▶ **Work instruction**
Lines to return, exactly: from the line with "guardrex: Generally, we" to the line with "Just a suggestion: You" in the entries below, both included.

▶ **Provided material**
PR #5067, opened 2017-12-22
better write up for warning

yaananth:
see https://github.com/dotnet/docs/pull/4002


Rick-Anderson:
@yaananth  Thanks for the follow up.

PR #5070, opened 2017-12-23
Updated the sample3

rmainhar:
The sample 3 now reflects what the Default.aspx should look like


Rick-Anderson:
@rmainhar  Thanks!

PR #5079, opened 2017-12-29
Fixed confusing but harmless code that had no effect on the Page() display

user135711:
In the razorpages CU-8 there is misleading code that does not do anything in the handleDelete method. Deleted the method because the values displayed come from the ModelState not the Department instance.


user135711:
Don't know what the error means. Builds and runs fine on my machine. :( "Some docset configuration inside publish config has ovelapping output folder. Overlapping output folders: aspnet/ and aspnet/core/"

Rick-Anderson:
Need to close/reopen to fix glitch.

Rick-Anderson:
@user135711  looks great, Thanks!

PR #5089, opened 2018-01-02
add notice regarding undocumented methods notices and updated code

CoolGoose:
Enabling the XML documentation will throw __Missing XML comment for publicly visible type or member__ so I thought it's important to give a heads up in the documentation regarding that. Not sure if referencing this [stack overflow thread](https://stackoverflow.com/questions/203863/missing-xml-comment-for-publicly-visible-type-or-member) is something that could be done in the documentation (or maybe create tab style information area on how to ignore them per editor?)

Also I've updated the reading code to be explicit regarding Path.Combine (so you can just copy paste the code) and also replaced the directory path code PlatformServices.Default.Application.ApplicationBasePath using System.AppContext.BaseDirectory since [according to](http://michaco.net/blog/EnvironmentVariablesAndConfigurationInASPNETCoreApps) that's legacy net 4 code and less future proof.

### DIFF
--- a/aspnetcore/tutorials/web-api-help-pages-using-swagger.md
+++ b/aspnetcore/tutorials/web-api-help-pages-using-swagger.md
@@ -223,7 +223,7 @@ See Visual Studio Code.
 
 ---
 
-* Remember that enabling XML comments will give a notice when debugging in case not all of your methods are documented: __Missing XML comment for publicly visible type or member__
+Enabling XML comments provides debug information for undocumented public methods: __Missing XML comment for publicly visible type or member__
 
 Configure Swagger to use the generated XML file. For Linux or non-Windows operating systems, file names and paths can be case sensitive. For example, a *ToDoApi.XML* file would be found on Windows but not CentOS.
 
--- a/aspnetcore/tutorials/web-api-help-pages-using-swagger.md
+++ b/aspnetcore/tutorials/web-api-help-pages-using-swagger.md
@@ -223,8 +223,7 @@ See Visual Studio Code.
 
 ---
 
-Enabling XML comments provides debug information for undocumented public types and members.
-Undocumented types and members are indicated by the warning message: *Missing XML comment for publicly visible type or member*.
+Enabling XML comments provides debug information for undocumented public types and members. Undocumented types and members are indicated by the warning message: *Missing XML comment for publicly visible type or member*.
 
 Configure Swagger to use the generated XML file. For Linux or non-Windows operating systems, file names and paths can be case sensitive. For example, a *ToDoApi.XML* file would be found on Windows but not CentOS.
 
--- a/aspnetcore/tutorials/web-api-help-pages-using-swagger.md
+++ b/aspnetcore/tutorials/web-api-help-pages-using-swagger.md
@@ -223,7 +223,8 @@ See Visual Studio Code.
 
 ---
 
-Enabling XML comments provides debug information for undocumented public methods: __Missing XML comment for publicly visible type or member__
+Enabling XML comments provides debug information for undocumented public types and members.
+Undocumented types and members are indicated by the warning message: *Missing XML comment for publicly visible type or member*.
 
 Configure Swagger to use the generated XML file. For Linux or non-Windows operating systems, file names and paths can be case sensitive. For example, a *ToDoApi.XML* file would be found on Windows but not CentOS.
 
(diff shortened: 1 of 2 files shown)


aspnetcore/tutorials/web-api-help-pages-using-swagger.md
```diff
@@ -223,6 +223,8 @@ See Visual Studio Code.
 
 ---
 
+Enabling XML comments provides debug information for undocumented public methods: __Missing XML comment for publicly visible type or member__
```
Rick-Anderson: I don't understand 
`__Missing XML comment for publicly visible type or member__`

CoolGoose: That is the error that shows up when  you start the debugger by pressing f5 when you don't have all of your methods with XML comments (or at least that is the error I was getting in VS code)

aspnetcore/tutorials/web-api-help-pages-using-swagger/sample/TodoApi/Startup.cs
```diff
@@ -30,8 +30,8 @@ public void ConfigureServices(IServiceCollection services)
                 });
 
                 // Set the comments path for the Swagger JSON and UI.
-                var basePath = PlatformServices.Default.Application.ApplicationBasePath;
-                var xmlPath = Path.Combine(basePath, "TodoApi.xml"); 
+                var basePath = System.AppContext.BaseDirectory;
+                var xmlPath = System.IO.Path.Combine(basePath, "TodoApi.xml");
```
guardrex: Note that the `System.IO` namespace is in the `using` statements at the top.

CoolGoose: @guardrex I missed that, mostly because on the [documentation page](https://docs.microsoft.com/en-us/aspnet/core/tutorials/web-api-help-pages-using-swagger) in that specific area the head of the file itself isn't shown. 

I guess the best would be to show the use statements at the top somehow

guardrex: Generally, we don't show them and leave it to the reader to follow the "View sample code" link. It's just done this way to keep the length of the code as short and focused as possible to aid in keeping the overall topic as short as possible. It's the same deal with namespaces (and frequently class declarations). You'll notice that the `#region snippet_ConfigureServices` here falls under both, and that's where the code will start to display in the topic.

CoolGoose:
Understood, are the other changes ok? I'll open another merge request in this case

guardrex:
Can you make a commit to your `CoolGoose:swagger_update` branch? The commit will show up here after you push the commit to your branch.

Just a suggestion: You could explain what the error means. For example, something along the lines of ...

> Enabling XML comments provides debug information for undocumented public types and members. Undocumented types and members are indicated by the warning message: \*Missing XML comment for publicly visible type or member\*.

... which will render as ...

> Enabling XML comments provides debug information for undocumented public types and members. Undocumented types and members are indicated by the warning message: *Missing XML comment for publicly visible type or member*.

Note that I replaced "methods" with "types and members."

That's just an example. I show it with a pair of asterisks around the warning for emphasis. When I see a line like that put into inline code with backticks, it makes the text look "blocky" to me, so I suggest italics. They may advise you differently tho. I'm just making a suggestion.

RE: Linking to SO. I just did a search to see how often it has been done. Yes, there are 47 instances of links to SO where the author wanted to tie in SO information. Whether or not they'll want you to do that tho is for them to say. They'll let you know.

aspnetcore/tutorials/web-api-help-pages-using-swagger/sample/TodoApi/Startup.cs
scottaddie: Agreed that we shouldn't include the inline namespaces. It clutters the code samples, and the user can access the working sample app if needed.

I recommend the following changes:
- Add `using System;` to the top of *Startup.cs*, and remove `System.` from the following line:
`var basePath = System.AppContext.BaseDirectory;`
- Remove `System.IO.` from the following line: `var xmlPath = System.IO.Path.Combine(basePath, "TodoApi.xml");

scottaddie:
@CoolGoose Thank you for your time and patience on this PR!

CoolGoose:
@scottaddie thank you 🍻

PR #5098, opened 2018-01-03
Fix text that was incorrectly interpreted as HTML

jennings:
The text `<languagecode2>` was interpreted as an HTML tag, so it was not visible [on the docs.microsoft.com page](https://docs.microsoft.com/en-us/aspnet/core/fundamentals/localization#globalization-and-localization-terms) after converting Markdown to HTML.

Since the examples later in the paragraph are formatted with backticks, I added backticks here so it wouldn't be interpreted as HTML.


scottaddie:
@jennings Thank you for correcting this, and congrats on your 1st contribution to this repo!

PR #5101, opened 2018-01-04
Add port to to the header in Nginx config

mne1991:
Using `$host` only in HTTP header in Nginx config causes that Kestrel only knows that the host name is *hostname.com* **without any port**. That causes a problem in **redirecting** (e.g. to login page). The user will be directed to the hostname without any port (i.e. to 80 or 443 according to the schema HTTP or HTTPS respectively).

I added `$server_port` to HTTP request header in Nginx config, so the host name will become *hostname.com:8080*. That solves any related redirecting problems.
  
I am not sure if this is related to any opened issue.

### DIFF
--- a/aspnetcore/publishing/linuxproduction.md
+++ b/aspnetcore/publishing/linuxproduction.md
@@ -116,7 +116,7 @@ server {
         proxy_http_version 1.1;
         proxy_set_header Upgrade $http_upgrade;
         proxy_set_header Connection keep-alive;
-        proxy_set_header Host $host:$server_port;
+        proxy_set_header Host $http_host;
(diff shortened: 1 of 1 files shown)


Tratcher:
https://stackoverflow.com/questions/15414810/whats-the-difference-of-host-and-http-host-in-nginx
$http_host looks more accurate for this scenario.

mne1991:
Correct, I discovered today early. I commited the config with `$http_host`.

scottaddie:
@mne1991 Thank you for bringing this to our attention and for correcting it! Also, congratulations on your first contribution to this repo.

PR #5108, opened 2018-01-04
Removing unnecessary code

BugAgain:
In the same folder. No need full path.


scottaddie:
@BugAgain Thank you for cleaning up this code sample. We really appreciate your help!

---

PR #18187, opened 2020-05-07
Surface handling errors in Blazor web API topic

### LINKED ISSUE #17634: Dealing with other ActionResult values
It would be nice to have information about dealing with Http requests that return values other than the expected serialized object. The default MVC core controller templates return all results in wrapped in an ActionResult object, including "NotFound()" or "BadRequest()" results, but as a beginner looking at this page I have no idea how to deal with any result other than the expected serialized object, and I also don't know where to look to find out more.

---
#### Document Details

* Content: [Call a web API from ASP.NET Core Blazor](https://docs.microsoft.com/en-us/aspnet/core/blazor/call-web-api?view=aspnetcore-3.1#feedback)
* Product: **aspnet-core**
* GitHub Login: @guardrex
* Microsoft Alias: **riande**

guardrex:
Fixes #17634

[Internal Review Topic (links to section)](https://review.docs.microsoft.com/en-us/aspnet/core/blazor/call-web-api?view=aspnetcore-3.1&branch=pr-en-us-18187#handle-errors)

▶ **Task answer**
guardrex: Generally, we don't show them and leave it to the reader to follow the "View sample code" link. It's just done this way to keep the length of the code as short and focused as possible to aid in keeping the overall topic as short as possible. It's the same deal with namespaces (and frequently class declarations). You'll notice that the `#region snippet_ConfigureServices` here falls under both, and that's where the code will start to display in the topic.

CoolGoose:
Understood, are the other changes ok? I'll open another merge request in this case

guardrex:
Can you make a commit to your `CoolGoose:swagger_update` branch? The commit will show up here after you push the commit to your branch.

Just a suggestion: You could explain what the error means. For example, something along the lines of ...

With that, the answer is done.